US 11,734,179 B2
Efficient work unit processing in a multicore system
Wael Noureddine, Santa Clara, CA (US); Jean-Marc Frailong, Rancho Mirage, CA (US); Felix A. Marti, San Francisco, CA (US); Charles Edward Gray, San Francisco, CA (US); and Paul Kim, Fremont, CA (US)
Assigned to Fungible, Inc., Santa Clara, CA (US)
Filed by Fungible, Inc., Santa Clara, CA (US)
Filed on Jun. 28, 2021, as Appl. No. 17/360,619.
Application 17/360,619 is a continuation of application No. 16/746,344, filed on Jan. 17, 2020, granted, now 11,048,634.
Application 16/746,344 is a continuation of application No. 15/949,692, filed on Apr. 10, 2018, granted, now 10,540,288, issued on Jan. 21, 2020.
Claims priority of provisional application 62/625,518, filed on Feb. 2, 2018.
Prior Publication US 2021/0349824 A1, Nov. 11, 2021
This patent is subject to a terminal disclaimer.
Int. Cl. G06F 12/08 (2016.01); G06F 12/0862 (2016.01); G06F 12/0891 (2016.01); G06F 12/0804 (2016.01); G06F 12/0855 (2016.01)

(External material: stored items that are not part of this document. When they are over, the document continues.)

PR #1389, opened 2019-02-21
Fix wrong datadir in desktop

cammellos:
Desktop was wrongly passing a network dependent data-dir (mainnet_rpc).
The code migrates the db if present, moving it to the new location.

### DIFF
--- a/services/shhext/service.go
+++ b/services/shhext/service.go
@@ -162,6 +162,18 @@ func (s *Service) initProtocol(address, encKey, password string) error {
 		os.Remove(v4Path)
 	}
 
+	// Desktop was passing a network dependent directory, which meant that
+	// if running on testnet it would not access the right db. This copies
+	// the db from mainnet to the root location.
+	networkDependentPath := filepath.Join(s.dataDir, "ethereum", "mainnet_rpc", fmt.Sprintf("%s.v4.db", s.installationID))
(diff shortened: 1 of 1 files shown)


services/shhext/service.go
```diff
@@ -162,6 +162,18 @@ func (s *Service) initProtocol(address, encKey, password string) error {
 		os.Remove(v4Path)
 	}
 
+	// Desktop was passing a network dependent directory, which meant that
+	// if running on testnet it would not access the right db. This copies
+	// the db from mainnet to the root location.
+	networkDependentPath := filepath.Join(s.dataDir, "ethereum", "mainnet_rpc", fmt.Sprintf("%s.v4.db", s.installationID))
```
adambabik, line 168: Why was that file put in a wrong dir in the first place? Is this code just for backward compatibility?

cammellos: On desktop the directory for the database was defaulted to `DataDir`, which is network dependent (`ethereum/mainnet_rcp`), so that will be changed in status-react to pass a different directory, but here we move over the file if found, it will only work once status-react will pass the new directory (otherwise everything works as before).

cammellos: @adambabik would you mind reviewing again? Thanks!

adambabik (approved):

PR #1394, opened 2019-02-25
Fix `admin_nodeInfo` to provide the correct version again

mandrigin:
When we switched to gomobile, a few build flags were forgotten,
including the one that passes commit and version number.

CPC G06F 12/0862 (2013.01) [G06F 12/0804 (2013.01); G06F 12/0855 (2013.01); G06F 12/0891 (2013.01); G06F 2212/154 (2013.01); G06F 2212/6028 (2013.01); G06F 2212/62 (2013.01)] 20 Claims
OG exemplary drawing
 
1. A system comprising:
processing circuitry having a cache, wherein the processing circuitry is configured to process a first stream fragment and generate first stream data in a first cache segment in the cache;
a buffer to store data; and
a load store unit configured to:
determine that a second stream fragment is expected to be processed by the processing circuitry after the first stream fragment,
prefetch data associated with the second stream fragment into a second segment of the cache, wherein at least some of the prefetching occurs before the processing circuitry finishes processing the first stream fragment, and
flush the first cache segment of the cache after the processing circuitry finishes processing the first stream fragment, wherein flushing the first cache segment includes storing the first stream data in the buffer.